Exercise data —
Issue #3650, opened 2026-06-24
feat(comms): route operational queries to inline store-backed handler


alekspetrov:
Parent: GH-3648

In internal/comms/handler.go, add the operational check at the top of detectIntent ahead of the greeting/question fast-path; add case intent.IntentOperational to the dispatch switch; implement handleOperational to query h.store.GetActiveExecutions() + h.store.GetQueuedTasks(N), format via shared helper, and reply via SendText() with no executor.Task or runner call. Guard h.store == nil to fall back to handleQuestion. In internal/comms/commands.go, extract formatQueueSummary(running, queued []*memory.Execution) string from existing /queue and /status handlers and call it from all three sites. Add table-driven tests in handler_test.go: detectIntent ordering, handleOperational with fake store asserting inline text and runner never invoked, empty queue → queue is empty message, nil store → falls back to handleQuestion. Verify make lint and make test green.

## Scope fence

Implement ONLY the slice described above. The parent issue GH-3648 is decomposed
into sibling sub-issues that cover the rest of its spec — consult the parent
for context, but do NOT implement parts of it that fall outside this subtask.

alekspetrov:
❌ Pilot execution failed:

```
failed to queue task: task GH-3650 is already queued or running
```

alekspetrov:
❌ Pilot execution failed:

```
failed to queue task: task GH-3650 is already queued or running
```

alekspetrov:
✅ Completed as part of GH-3648
PR: https://github.com/qf-studio/pilot/pull/3654

alekspetrov:
❌ Pilot execution failed:

```
failed to queue task: task GH-3650 is already queued or running
```

alekspetrov:
✅ Pilot completed!

| Metric | Value |
|--------|-------|
| Duration | 12m52s |
| Branch | `pilot/GH-3650` |
| PR | https://github.com/qf-studio/pilot/pull/3655 |

alekspetrov:
✅ PR merged successfully!

| Metric | Value |
|--------|-------|
| PR | #3655 |
| Branch | `pilot/GH-3650` |
| Time to merge | 2m28s |

alekspetrov:
✅ PR merged successfully!

| Metric | Value |
|--------|-------|
| PR | #3655 |
| Branch | `pilot/GH-3650` |
| Time to merge | 3m22s |

alekspetrov:
✅ PR merged successfully!

| Metric | Value |
[...]

PR #3653, opened 2026-06-24
feat(comms,intent): add IntentOperational for live queue queries (GH-3650)

alekspetrov:
## Summary

- Adds `IntentOperational` constant + `IsOperationalQuery()` regex matcher in `internal/intent` so that phrases like "what's in the queue?", "anything running?", "how many tasks?" route to a dedicated handler rather than falling through to the executor
- Implements `Handler.handleOperational()` in `internal/comms/handler.go`: reads `GetActiveExecutions()` + `GetQueuedTasks(10)` from `h.store`, formats via the shared `formatQueueSummary` helper, and replies with `SendText()` — no `executor.Task`, no runner call
- Guards `h.store == nil` to fall back to `handleQuestion`; adds nil-runner guard in `handleQuestion` to prevent panic on that path
- Extracts `formatQueueSummary(running, queued []*memory.Execution) string` from `/queue` and `/status` handlers in `internal/comms/commands.go`; all three sites now call the shared helper

## Test plan

- [ ] `go test ./internal/comms/... ./internal/intent/...` — all pass
- [ ] `go test ./...` — all 42 packages pass
- [ ] `golangci-lint run --new-from-rev=origin/main ./...` — 0 issues
- [ ] New table-driven tests cover: detectIntent ordering (operational before greeting/question), handleOperational with seeded store (TASK-42 in reply, runner never invoked), empty queue → "Queue is empty", nil store → executor-not-available fallback

### DIFF
--- a/internal/comms/commands.go
+++ b/internal/comms/commands.go
@@ -225,11 +225,14 @@ func (c *CommandHandler) handleStatus(ctx context.Context, contextID string) {
 		}
 	}
 
-	// Queue info from memory store
+	// Queue/running info from memory store
 	if c.store != nil {
+		running, _ := c.store.GetActiveExecutions()
 		queued, err := c.store.GetQueuedTasks(10)
-		if err == nil && len(queued) > 0 {
-			sb.WriteString(fmt.Sprintf("\n📋 Queue: %d task(s)\n", len(queued)))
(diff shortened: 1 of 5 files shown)


alekspetrov:

Issue #3726, opened 2026-07-03
fix(executor,config): fail-loud pass 2 — log omitted --model routing, error on empty ${VAR} secrets at config load


alekspetrov:
Blocked by: #3725

## Context

TASK-379 (runtime self-verification) Phase A, wave V2. Two more silent degradation paths: model routing that silently omits `--model` (worker runs on whatever the user's personal Claude Code default is), and config env-var interpolation that silently turns unset `${VAR}` into empty secrets.

Parent plan: `.agent/tasks/TASK-379-runtime-self-verification.md` (Phase A: A3, A4).

Serialized after #3725 because both touch `internal/executor/runner.go` (different regions; avoiding parallel-worker rebase churn).

### 1. Model-routing silence: log when routing is skipped (A3)

- `internal/executor/backend_claudecode.go:357-361` — the `opts.Model != ""` branch logs "Using routed model"; the empty branch omits `--model` with zero log lines. Add an INFO log on the empty branch: "model routing produced no model — omitting --model; worker will use its own default" (include backend type and task ID).
- `internal/executor/runner.go:2611-2620` — the zero-telemetry `fallbackModelName()` call site has no logging (its siblings at `runner.go:2189` and `:2237` both Warn). Add `log.Warn` stating telemetry produced no model name and the recorded name is a config-derived guess.
- `internal/executor/model_routing.go:102-105` — `SelectModel` returns `""` silently when routing is nil/disabled. Add a Debug log (this fires per-task; Debug is the right level given the backend log above covers the visible case).

Behavior must NOT change: `--model` must still be omitted for the Claude Code backend when routing returns empty (GH-2450 — do not reintroduce default_model clobbering).

### 2. Fail loud on empty `${VAR}` expansion for sensitive config fields (A4)

- `internal/config/config.go:503` — `os.ExpandEnv(string(data))` silently replaces unset `${VAR}`/`$VAR` with `""`, so a daemon can boot with empty tokens and fail far from the cause.
- Before expansion, scan the raw YAML for `${VAR}` / `$VAR` references; for each variable that resolves to empty, check whether the reference appears on a line whose key matches sensitive patterns (`token`, `key`, `secret`, `password`, case-insensitive). If so, return a load error naming the variable and the config line/key. Non-sensitive empty expansions log a Warn but do not fail.
- Add a config test with an unset env var referenced by a `*_token` field asserting `Load` fails with the variable named, and one for a non-sensitive field asserting Warn-but-loads.

[...]

PR #3763, opened 2026-07-03
GH-3755: feat(config): fail loud on empty ${VAR} expansion for sensitive fields

### LINKED ISSUE #3755: feat(config): fail loud on empty ${VAR} expansion for sensitive fields
Parent: GH-3726

In internal/config/config.go around the os.ExpandEnv(string(data)) call at line 503, pre-scan the raw YAML for ${VAR} and $VAR references and check each against os.LookupEnv. For any reference that resolves to empty, inspect the YAML line it appears on: if the key matches token, key, secret, or password (case-insensitive substring match), return a load error naming both the variable and the offending config key/line; otherwise log.Warn naming the variable but proceed with expansion. Add unit tests in internal/config/: (a) github.token: ${UNSET_VAR} with UNSET_VAR unset asserts Load returns an error mentioning UNSET_VAR; (b) a non-sensitive field (e.g. a label or name) with an unset var loads successfully and emits a Warn; (c) an existing real config still loads unchanged as a regression guard. Verify with: make build && make test && make lint; go test ./internal/config/... -run 'TestLoad' -v; UNSET_TEST_VAR= go run ./cmd/pilot doctor 2>&1 | head -5

## Scope fence

Implement ONLY the slice described above. The parent issue GH-3726 is decomposed

alekspetrov:
## Summary

Automated PR created by Pilot for task GH-3755.

Closes #3755

## Changes

GitHub Issue #3755: feat(config): fail loud on empty ${VAR} expansion for sensitive fields

Parent: GH-3726

In internal/config/config.go around the os.ExpandEnv(string(data)) call at line 503, pre-scan the raw YAML for ${VAR} and $VAR references and check each against os.LookupEnv. For any reference that resolves to empty, inspect the YAML line it appears on: if the key matches token, key, secret, or password (case-insensitive substring match), return a load error naming both the variable and the offending config key/line; otherwise log.Warn naming the variable but proceed with expansion. Add unit tests in internal/config/: (a) github.token: ${UNSET_VAR} with UNSET_VAR unset asserts Load returns an error mentioning UNSET_VAR; (b) a non-sensitive field (e.g. a label or name) with an unset var loads successfully and emits a Warn; (c) an existing real config still loads unchanged as a regression guard. Verify with: make build && make test && make lint; go test ./internal/config/... -run 'TestLoad' -v; UNSET_TEST_VAR= go run ./cmd/pilot doctor 2>&1 | head -5

## Scope fence

Implement ONLY the slice described above. The parent issue GH-3726 is decomposed

### DIFF
--- a/internal/config/config.go
+++ b/internal/config/config.go
@@ -5,6 +5,7 @@ import (
 	"log"
 	"os"
 	"path/filepath"
+	"regexp"
 	"strings"
 	"time"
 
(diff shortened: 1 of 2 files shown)


alekspetrov:

PR #3804, opened 2026-07-04
fix(cmd): pilot upgrade hangs forever on confirmation prompt and is unkillable by SIGTERM

### LINKED ISSUE #3791: fix(cmd): pilot upgrade hangs forever on confirmation prompt and is unkillable by SIGTERM
## Context
Defect D8 from TASK-382 (`.agent/tasks/TASK-382-restart-epic-defect-burndown.md`). Recurring: `pilot upgrade` processes hang indefinitely and survive `kill`. Observed 2026-07-03: a `pilot upgrade` started 17:58 UTC sat blocked for ~3h (0.27s CPU, state S+), survived SIGTERM, required SIGKILL — and its lingering presence disrupted two subsequent daemon restarts.

## Root cause (verified in code)
1. **Unbounded interactive prompt**: `cmd/pilot/upgrade.go:194-201` — `Proceed with upgrade? [y/N]:` blocks on `bufio.NewReader(os.Stdin).ReadString('\n')` with no timeout and no TTY check. Missed prompt / non-TTY stdin → blocks forever.
2. **Signal handler makes it unkillable**: `upgrade.go:151-157` — `signal.Notify(sigCh, SIGINT, SIGTERM)` catches the signal, prints "Upgrade cancelled", and calls `cancel()` — but the stdin read is not context-aware, so nothing unblocks. The handler downgrades SIGTERM from default-terminate to a no-op.

## Fix
- Prompt via goroutine + channel; `select` on {input, ctx.Done(), timeout (60s)} — on signal or timeout, exit with a clear message and non-zero status.
- If `os.Stdin` is not a TTY (`golang.org/x/term.IsTerminal`), do not prompt: fail with "non-interactive stdin — use --yes" (or honor `--yes`).
- After the signal handler fires and cleanup completes, the process must actually exit.
- Audit the same prompt pattern elsewhere in `cmd/pilot` (onboarding wizards) for the identical hang.

## Acceptance
- [ ] `echo | pilot upgrade` and `pilot upgrade </dev/null` exit promptly with a clear message, never hang
- [ ] SIGTERM during the prompt terminates the process within 1s
- [ ] Unanswered prompt times out (60s) with "upgrade cancelled (timeout)"
- [ ] `--yes` path unaffected
- [ ] make test && make lint pass

alekspetrov:
## Summary
Fixes GH-3791 / defect D8 from TASK-382. `pilot upgrade`'s `[y/N]` confirmation prompt blocked on a plain `bufio.Reader.ReadString` with no timeout and no TTY check, so a missed prompt or non-interactive stdin hung the process forever. The SIGTERM handler cancelled a `context.Context` that the blocking read never observed, so `kill -TERM` was a no-op — only `SIGKILL` could clear the zombie process, and its lingering presence disrupted subsequent daemon restarts.

## Changes
- `cmd/pilot/upgrade.go`: extracted the confirmation prompt into `confirmUpgrade`/`readConfirmation`. `confirmUpgrade` fails fast with a clear error if stdin isn't a TTY (honoring `--yes` instead). `readConfirmation` races the blocking read against `ctx.Done()` and a 60s timeout via `select`, so SIGTERM or an unanswered prompt now exit promptly instead of hanging.
- The SIGTERM/SIGINT handler still cancels `ctx`, but the confirmation read now actually observes it.
- Added `golang.org/x/term` (already an indirect dep via bubbletea) as a direct import for the TTY check.
- `cmd/pilot/upgrade_test.go`: unit tests for `readConfirmation` covering accepted/declined input, context cancellation, and timeout.

## Verification
- `go build ./...`, `go test ./...`, `golangci-lint run --new-from-rev=origin/main ./...` all pass.
- Manually verified against the built binary:
  - `echo | pilot upgrade` and `pilot upgrade </dev/null` exit immediately with "non-interactive stdin — use --yes" (exit 1).
  - Via a real pty: SIGTERM sent while the prompt is displayed terminates the process in ~2ms (well under the 1s requirement).
  - `--yes --force` path is unaffected and proceeds straight to download.

## Test plan
- [x] `echo | pilot upgrade` exits promptly, never hangs
- [x] `pilot upgrade </dev/null` exits promptly, never hangs
- [x] SIGTERM during the prompt terminates the process within 1s
- [x] Unanswered prompt times out (60s) with a clear cancellation message
- [x] `--yes` path unaffected
- [x] `make test && make lint` pass


alekspetrov:
## Audit: other cmd/pilot prompt sites (per issue's Fix section)

Searched for the same `bufio.Reader(os.Stdin).ReadString('\n')` pattern outside upgrade.go:

- `setup.go:481`, `project_wizard.go`, `onboard.go`, `onboard_ticket.go:763`, `init_project.go` — interactive setup/onboarding wizards
- `project.go:305` (`project remove` confirmation)
- `interactive.go` (multiple prompts: menu selection, task description, execute confirm, "press enter to continue")

NO-OP RATIONALE for these sites: unlike `pilot upgrade`, none of them run unattended or get invoked by automation/daemon/scripts — they're only reachable by a human explicitly running `pilot setup`/`pilot onboard`/`pilot interactive`/`pilot project` at an attended terminal. The GH-3791 incident (3h hang, unkillable, disrupted daemon restarts) is specific to `pilot upgrade` because it's the one command plausibly invoked from a non-interactive context (script, cron, CI) or left running with nobody watching. Applying the same TTY-check + ctx/timeout-race treatment to the wizard commands would be a much larger refactor (7 files, ~10 call sites) with no corresponding incident evidence, so it's out of scope for this fix. Flagging here in case a future defect burn-down wants to pick it up as a separate ticket.

Issue #3938, opened 2026-07-06
fix(executor): emit stage events, harvest tokens, and post honest decompositi...


alekspetrov:
Parent: GH-3924

In internal/executor/, close the fail-silent regression on the epic-parent path: Emit execution_events past spec_validated (claude_started, decomposed with child issue list or implementation_started, and a terminal event completed/failed/no_op) so pilot trace <task-id> shows the full lifecycle. Fix the token harvester so executions.tokens_output/tokens_input are populated whenever Claude is actually invoked — a 37-minute run must not persist as tokens_output=0. Add a no-op guard that classifies 'completed with zero tokens AND zero files AND no commit/PR' as failed (or explicit no_op with reason), following the GH-3224 ghost-SHA guard shape referenced in bug_pilot_ghost_closes. Replace the '⚠ no changes were made' comment on decomposed epic parents with an honest 'decomposed into N children: #a, #b, #c' summary sourced from the actual child-dispatch results. Add table-driven tests covering: (a) a fake Claude stream produces tokens_output > 0 and full event sequence; (b) zero-output run trips the no-op guard instead of marking completed; (c) decomposition emits the child-list comment; (d) existing close-guards (GH-3513 text-search confirmation, open-PR veto) remain unchanged.

## Scope fence

Implement ONLY the slice described above. The parent issue GH-3924 is decomposed
into sibling sub-issues that cover the rest of its spec — consult the parent
for context, but do NOT implement parts of it that fall outside this subtask.

alekspetrov:
✅ Completed as part of GH-3924
PR: https://github.com/qf-studio/pilot/pull/3940

alekspetrov:
PR #3940 was closed without merging: CI fix size guard: PR has 850 additions, over limit 200 (likely cascade contamination — escalate to human)

This issue will not be retried automatically under its own number — see the reason above for what happens next.

alekspetrov:
✅ PR merged successfully!

| Metric | Value |
|--------|-------|
| PR | #3947 |
| Branch | `pilot/GH-3938` |
| Time to merge | 31m28s |

alekspetrov:
✅ PR merged successfully!

| Metric | Value |
|--------|-------|
| PR | #3947 |
| Branch | `pilot/GH-3938` |
| Time to merge | 32m21s |

alekspetrov:
✅ PR merged successfully!

| Metric | Value |
|--------|-------|
| PR | #3947 |
[...]

Issue #3513, opened 2026-06-09
Scope TUI dashboard to a single project when -p is set (TASK-284)


alekspetrov:
## Goal

When `pilot start -p <path> --dashboard` is run, **every SQLite-backed metrics panel must show only `<path>`'s data** instead of aggregating across all projects in the store. In global mode (no `-p`), behavior is unchanged.

Today only adapter polling/execution and the git-graph panel are scoped to `-p`. The metrics cards (recent executions, lifetime tokens/cost, lifetime task counts, 7-day sparklines, in-flight task list) and the gateway HTTP API all aggregate globally.

This task was planned in Navigator (`.agent/tasks/TASK-284-dashboard-project-scope.md`) and re-verified against `main` on 2026-06-09. **The spec below is authoritative — all line anchors were freshly verified, but store/TUI line numbers drift fast, so confirm with `grep -n` before editing.**

## Mechanism (additive, low risk)

3 store methods gain an optional `projectPath string` arg. **Empty string = exact current behavior**, so every non-TUI caller passes `""` and is unaffected. The daemon's resolved `-p` path is threaded through the TUI, the gateway HTTP API, and the live in-flight task collector.

The `DashboardStore` interface change is compile-time enforced — any missed implementor fails to build before tests run.

## Activation rule

- `-p <path>` set → scoped, **always-on**, no opt-out flag.
- No `-p` (global mode) → **zero change**; all callers pass `""`, queries stay unfiltered.

---

### Step 1 — Store layer + tests
`internal/memory/store.go` — extend three methods, appending `AND project_path = ?` to the query only when `projectPath != ""`:

| Method | New signature | ~line |
|---|---|---|
| `GetRecentExecutions` | `(limit int, projectPath string)` | :714 |
| `GetLifetimeTokens` | `(projectPath string)` | :1776 |
| `GetLifetimeTaskCounts` | `(projectPath string)` | :1818 |

`internal/memory/store_test.go` — add `TestGetRecentExecutions_ProjectFilter`, `TestGetLifetimeTokens_ProjectFilter`, `TestGetLifetimeTaskCounts_ProjectFilter` with a multi-project fixture (rows for 2+ distinct `project_path` values; assert the filter returns only the requested one and that `""` returns all). Extend `TestGetLifetimeTokens_ExcludesZeroTokenRows` to confirm zero-token exclusion still applies under a filter.

### Step 2 — Non-TUI caller updates (all pass `""`, no behavior change)
[...]

Issue #3224, opened 2026-05-28
bug(executor): produces no commit when the fix contradicts 'obvious-looking' existing code — deterministic no-op on GH-3222


alekspetrov:
## Symptom

Executor runs to completion but produces **zero changes**, tripping the TASK-300 ghost-SHA guard:

```
execution failed: no new commit produced — worktree HEAD matches base branch parent
```

Deterministic — same result on all 3 retries.

## Concrete instance: GH-3222

Issue spec was maximally explicit: exact file (`internal/upgrade/restart.go`), exact line (22), exact change (`"--version"` → `"version"`), with proof the current code is wrong (`pilot --version` exits 1). Despite this, the executor made no edit, three times.

**Hypothesis:** the requested change makes code that *looks* correct. `--version` is the standard version flag for almost every CLI, so the executor's model reads `restart.go`, judges the existing line fine, and exits without editing — overriding an explicit, evidence-backed instruction because its prior on "`--version` is correct" is strong.

This is a **false-negative edit**: the model trusts its general knowledge over the issue's specific, verified claim. Fixed manually in #3223 (PR) since Pilot couldn't self-execute it.

## Why this matters

- A P0 one-liner with a perfect spec still couldn't be executed autonomously
- The ghost-SHA guard correctly prevented a ghost-close (good — TASK-300 working), but there's no recovery: the executor just retries the same no-op
- Any fix that contradicts a strong model prior is at risk of this failure mode

## Investigation starting points

- The executor prompt: does it instruct the model to treat the issue's claims as authoritative over its own judgment? Consider an explicit directive: "If the issue states current code is wrong and provides evidence, make the change even if the code looks correct — do not second-guess verified claims."
- Detection: when `no new commit produced` fires, can the executor capture the model's reasoning/transcript to confirm whether it (a) edited then reverted, (b) judged no change needed, or (c) errored silently? Right now we can't tell which.
- Recovery: 3 identical retries of a deterministic no-op is wasted compute. After the first `no new commit produced`, retrying with the same prompt won't help — consider escalating to `pilot-failed` immediately (or re-prompting with a stronger "you MUST edit" directive) rather than N identical attempts.

## Related

- Same family as the pre-execution gate brittleness in #3187 (empty PR title, rigid spec-header match) — all are autopilot/executor robustness gaps surfaced this week.
- GH-3222 (the bug that exposed this) fixed via #3223.

## Out of scope

- The actual smoke-test fix (done in #3223)
[...]

PR #3940, opened 2026-07-06
fix(executor): close epic-parent trace gap, harvest child tokens, add zero-artifact no-op guard

alekspetrov:
## Summary

Closes the fail-silent regression on the epic-parent path described in GH-3938:

- **Execution-events trace**: added `claude_started`, `decomposed`, `implementation_started`, and a generic terminal `completed` `Stage`, wired into both the epic-planning and direct-execution paths plus the dispatcher's terminal-success site (previously only fired when a PR existed). `pilot trace <task-id>` no longer dead-ends at `spec_validated` for epic parents or PR-less direct-commit runs.
- **Token harvester**: each child sub-issue's real token/cost/diff usage is now aggregated onto the epic-parent's own `ExecutionResult` instead of being discarded once its terminal status string was recorded — a long-running epic no longer persists `tokens_output=0`.
- **Zero-artifact no-op guard**: a "successful" result with zero tokens, zero files changed, and no commit/PR anywhere is reclassified as `no_op` (following the GH-3224 ghost-SHA guard shape) instead of silently completing. Scoped to epics and to direct tasks that actually expected a deliverable (`CreatePR`/`DirectCommit`), so legitimate no-code-required runs aren't misclassified.
- **Honest decomposition comment**: `ExecutionResult.ChildIssues` now carries the real dispatched/recovered child issue list, and the completion comment reports "decomposed into N children: #a, #b, #c" instead of a blank-looking table for parents that shipped no PR of their own.

## Test plan

- [x] `go build ./...`
- [x] `go vet ./...`
- [x] `go test ./...` — all 47 packages pass
- [x] New table-driven tests in `internal/executor/runner_gh3938_test.go`:
  - full event sequence + token persistence via a fake token-producing backend
  - `applyZeroArtifactNoOpGuard` classification table
  - `Runner.Execute` zero-output guard scoped by `CreatePR`/`DirectCommit`
  - `decomposedEventDetail` formatting
  - epic decomposition recording children + aggregating child tokens
- [x] New/updated tests in `cmd/pilot`: decomposed-children comment rendering, and a compatibility pin between the new guard's error text and the existing GH-3513 `noOpErrorMarker` text-search close-guard
- [x] Updated existing `TestDispatcher_SyntheticDispatch_SuccessEventSequence` / `TestDispatchSuccessStage` for the new unconditional terminal event

### DIFF
--- a/.agent/tasks/gh-3938.md
+++ b/.agent/tasks/gh-3938.md
@@ -1,0 +1,10 @@
+# GH-3938
+
+**Created:** 2026-07-06
+
+## Problem
+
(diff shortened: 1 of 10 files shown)


alekspetrov:
This PR was closed without merging: CI fix size guard: PR has 850 additions, over limit 200 (likely cascade contamination — escalate to human)

CI run: https://github.com/qf-studio/pilot/commit/97679512517abba94990890913a40e1a787ec6c1/checks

Problem requirements — Please report the number of lines in the listing that include "shortened", and add nothing to it.

Response below — 3